─── PROVIDED DATA ───

PR #570, opened 2023-07-24
Middleware restructure

adam-fowler:
- Rewrite middleware to pass request onto next middleware instead of just editing request/response and returning it. eg 
```swift
struct MyMiddleware: AWSMiddlewareProtocol {
    public func handle(
        _ request: AWSHTTPRequest, 
        context: AWSMiddlewareContext, 
        next: (AWSHTTPRequest, AWSMiddlewareContext) async throws -> AWSHTTPResponse
    ) async throws -> AWSHTTPResponse {
        let request = doStuffToRequest(request)
        let response = try await next(request, context)
        return doStuffToResponse(response)
    }
}
```
- Use result builder `AWSMiddlewareStack` to build middleware stack
- Convert each stage of the Soto execute chain to a middleware eg signing, retry, error handling, endpoint discovery
- execute is now 
  - create request, 
  - run middleware on request, passing final request to http client 
  - process response returned from middleware to create output object


0xTim (approved):
Some minor documentation nits but LGTM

───

◆ YOUR TASK ◆
Which lines above hold the string "AWSHTTPRequest"? Copy every one of them.

◆ WRITTEN SOLUTION ◆
        _ request: AWSHTTPRequest, 
        next: (AWSHTTPRequest, AWSMiddlewareContext) async throws -> AWSHTTPResponse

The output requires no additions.